Working Papers and Work in Progress:

“Uncertain Experiments: Keynes and Dewey on Democracy and Uncertainty”
Abstract: This paper proposes that John Maynard Keynes’s reflections on the experimental character of democracy offer underexplored intellectual resources for those interested in the ambivalent role of uncertainty in his economic and political thought, but also for contemporary debates about the status of democracy and its ability to respond effectively to the growing uncertainties of our own time, especially in the context of climate politics. To tease out these themes, I place Keynes in conversation with a much better-known account of the experimental character of democracy as a system of institutionalized uncertainty, namely John Dewey, whose pragmatist conception of democratic experimentation parallels Keynes’s in a number of surprising ways. One possible upshot of this pairing is a re-invigorated and mutually complementary debate about the relation between democracy and political economy around the themes of uncertainty and experimentation.

“Beyond Repair: Democratic Time and Experimental Futures”
Abstract: Contemporary democratic theory has responded to ecological crises, historical injustice, and institutional breakdown by shifting from promissory accounts of progress toward reparative and care-based conceptions of democracy. While this turn is normatively compelling and necessary, on its own it risks consolidating a defensive temporal settlement, one oriented toward damage control rather than collective world-making. This article argues that democracy requires an additional temporal grammar of experimental futurity. Experimentalism names neither a return to teleological progress nor a technocratic faith in innovation, but a set of political practices through which democratic societies can act under conditions of radical uncertainty. Read in this way, democratic experimentation supplies a non-teleological, non-guaranteed account of progress compatible with recent critical reconstructions, while restoring an affirmative horizon to democratic agency without reviving discredited fantasies of mastery.

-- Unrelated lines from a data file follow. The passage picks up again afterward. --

PR #338, opened 2024-11-21
Support for AES256-CBC encryption

### LINKED ISSUE #138: Access to encrypted ODS file fails
I have created an ODS file with LibreOffice Calc which I have protected with a password.
I opened this file as follows:
```
odfPackage = OdfPackage.loadPackage(document.getFile(), openPassword, null);
odfDocument = OdfDocument.loadDocument(odfPackage);
```

This still works. After that I try to get the MasterPage as follows:
```
odfDocument.getOfficeMasterStyles().getMasterPage("Default");
```

Unfortunately, I get this exception:
```
java.security.InvalidAlgorithmParameterException: Wrong IV length: must be 8 bytes long
	at java.base/com.sun.crypto.provider.CipherCore.init(CipherCore.java:525)
	at java.base/com.sun.crypto.provider.BlowfishCipher.engineInit(BlowfishCipher.java:222)
	at java.base/javax.crypto.Cipher.implInit(Cipher.java:843)
	at java.base/javax.crypto.Cipher.chooseProvider(Cipher.java:901)
	at java.base/javax.crypto.Cipher.init(Cipher.java:1433)
	at java.base/javax.crypto.Cipher.init(Cipher.java:1364)
	at org.odftoolkit.odfdom.pkg.OdfPackage.decryptData(OdfPackage.java:2052)
	at org.odftoolkit.odfdom.pkg.OdfPackage.getBytes(OdfPackage.java:1870)
	at org.odftoolkit.odfdom.pkg.OdfPackage.getInputStream(OdfPackage.java:2172)
	at org.odftoolkit.odfdom.pkg.OdfFileDom.initialize(OdfFileDom.java:219)
	at org.odftoolkit.odfdom.dom.OdfStylesDom.initialize(OdfStylesDom.java:79)
	at org.odftoolkit.odfdom.pkg.OdfFileDom.<init>(OdfFileDom.java:102)
	at org.odftoolkit.odfdom.dom.OdfStylesDom.<init>(OdfStylesDom.java:64)
	at org.odftoolkit.odfdom.dom.OdfSchemaDocument.getStylesDom(OdfSchemaDocument.java:436)
	at org.odftoolkit.odfdom.dom.OdfSchemaDocument.getOfficeMasterStyles(OdfSchemaDocument.java:536)
```

I am using the current code from the Master Branch.
During debugging, I became aware of the decryptData method in the OdfPackage.
There, in line 2027, the AlgorithmElement is read from the manifest.xml. It has the following content in my file:
```
<manifest:algorithm manifest:algorithm-name="http://www.w3.org/2001/04/xmlenc#aes256-cbc" manifest:initialisation-vector="qiWmy8seRpFOREHbrzhbag=="/>
```

After the Base64 decoding in line 2033, iv is then 16 bytes long.
Is it possible that in line 2048 we should use the algorithm from the manifest instead of the Blowfish? So in my case aes256-cbc?

Thanks,
Lars

lawern:
This pull request fixes the problem with password-protected LibreOffice files described in Issue #138.
It is now possible to open files with the old Blowfish encryption as well as with the AES256-CBC encryption.
Unfortunately, I had to add BouncyCastle because I couldn't solve the problem with the existing libraries.

resolves #138

### DIFF
--- a/odfdom/src/main/java/org/odftoolkit/odfdom/pkg/OdfPackage.java
+++ b/odfdom/src/main/java/org/odftoolkit/odfdom/pkg/OdfPackage.java
@@ -38,6 +38,7 @@ import java.io.OutputStream;
 import java.io.UnsupportedEncodingException;
 import java.lang.reflect.Constructor;
 import java.net.URI;
+import java.nio.charset.StandardCharsets;
 import java.security.InvalidKeyException;
 import java.security.MessageDigest;
 import java.security.NoSuchAlgorithmException;
@@ -73,6 +74,10 @@ import javax.xml.transform.URIResolver;
 import org.apache.commons.compress.archivers.zip.ZipArchiveEntry;
 import org.apache.commons.compress.archivers.zip.ZipArchiveOutputStream;
 import org.apache.xerces.dom.DOMXSImplementationSourceImpl;
+import org.bouncycastle.crypto.PBEParametersGenerator;
+import org.bouncycastle.crypto.digests.SHA1Digest;
+import org.bouncycastle.crypto.generators.PKCS5S2ParametersGenerator;
+import org.bouncycastle.crypto.params.KeyParameter;
 import org.odftoolkit.odfdom.doc.OdfDocument;
 import org.odftoolkit.odfdom.doc.OdfDocument.OdfMediaType;
 import org.odftoolkit.odfdom.pkg.manifest.AlgorithmElement;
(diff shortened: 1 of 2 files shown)


odfdom/src/main/java/org/odftoolkit/odfdom/pkg/OdfPackage.java
```diff
@@ -2025,32 +2030,44 @@ private byte[] decryptData(
...
+
+      if (isAES) {
+        // AES-256-CBC
+        md = MessageDigest.getInstance("SHA-256");
+        passBytes = md.digest(passBytes);
+        PBEParametersGenerator generator = new PKCS5S2ParametersGenerator(new SHA1Digest());
+        generator.init(passBytes, salt, 100000);
+        KeyParameter keyParam = (KeyParameter) generator.generateDerivedParameters(256);
+        key = new SecretKeySpec(keyParam.getKey(), "AES");
+        cipher = Cipher.getInstance("AES/CBC/NoPadding");
```
mistmist, line 2050: i believe AES uses W3C padding? (whereas Blowfish didn't need padding)

hmm ... i find this page: https://docs.oracle.com/en/java/javase/11/docs/specs/security/standard-names.html

this line probably?

ISO10126Padding 	This padding for block ciphers is described in [5.2 Block Encryption Algorithms](https://www.w3.org/TR/xmlenc-core/#sec-Alg-Block) in the W3C “XML Encryption Syntax and Processing” document.

odfdom/src/main/java/org/odftoolkit/odfdom/pkg/OdfPackage.java
```diff
@@ -2025,32 +2030,44 @@ private byte[] decryptData(
...
+
+      SecretKeySpec key;
+      Cipher cipher;
+      MessageDigest md;
+
+      if (isAES) {
+        // AES-256-CBC
+        md = MessageDigest.getInstance("SHA-256");
+        passBytes = md.digest(passBytes);
+        PBEParametersGenerator generator = new PKCS5S2ParametersGenerator(new SHA1Digest());
```
mistmist, line 2046: this is just a different name for PBKDF2, right?

mistmist (approved):
let's merge this now, if it works.

i think this could be further improved by reading various attributes and not hard-coding so many things, such as these:

<manifest:encryption-data>
  manifest:checksum-type

<manifest:start-key-generation>
  manifest:start-key-generation-name

<manifest:key-derivation>
  manifest:iteration-count
  manifest:key-derivation-name

<manifest:algorithm>
   manifest:algorithm-name

odfdom/src/main/java/org/odftoolkit/odfdom/pkg/OdfPackage.java
lawern: It only worked for me without padding.
I got my info from this StackOverflow posting: [https://stackoverflow.com/questions/62001716/encrypt-a-file-inside-an-ods-archive/62005258?r=Saves_UserSavesList#62005258](https://stackoverflow.com/questions/62001716/encrypt-a-file-inside-an-ods-archive/62005258?r=Saves_UserSavesList#62005258)

odfdom/src/main/java/org/odftoolkit/odfdom/pkg/OdfPackage.java
```diff
@@ -2025,32 +2030,44 @@ private byte[] decryptData(
...
+        generator.init(passBytes, salt, 100000);
```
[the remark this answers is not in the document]
lawern: Yes, we could also read these values from the manifest, but I didn't want to change too much of your code.

odfdom/src/main/java/org/odftoolkit/odfdom/pkg/OdfPackage.java
mistmist: ah yes it would need to be with HmacSHA1 for ODF

odfdom/src/main/java/org/odftoolkit/odfdom/pkg/OdfPackage.java
mistmist: hmm but that also says to use ISO10126Padding?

Keynes, Indian Money, and B.R. Ambedkar

Another part of the project relates Keynes’s discussion of Indian money to B.R. Ambedkar’s seminal critique of Keynes.

“The Problem of the Rupee,” The Cambridge Companion to Ambedkar, ed. Anupama Rao and Shailaja Paik (Cambridge University Press, forthcoming).

In Ambedkar’s treatise on rupee, a clear-eyed vision,” The Indian Express (December 10, 2023).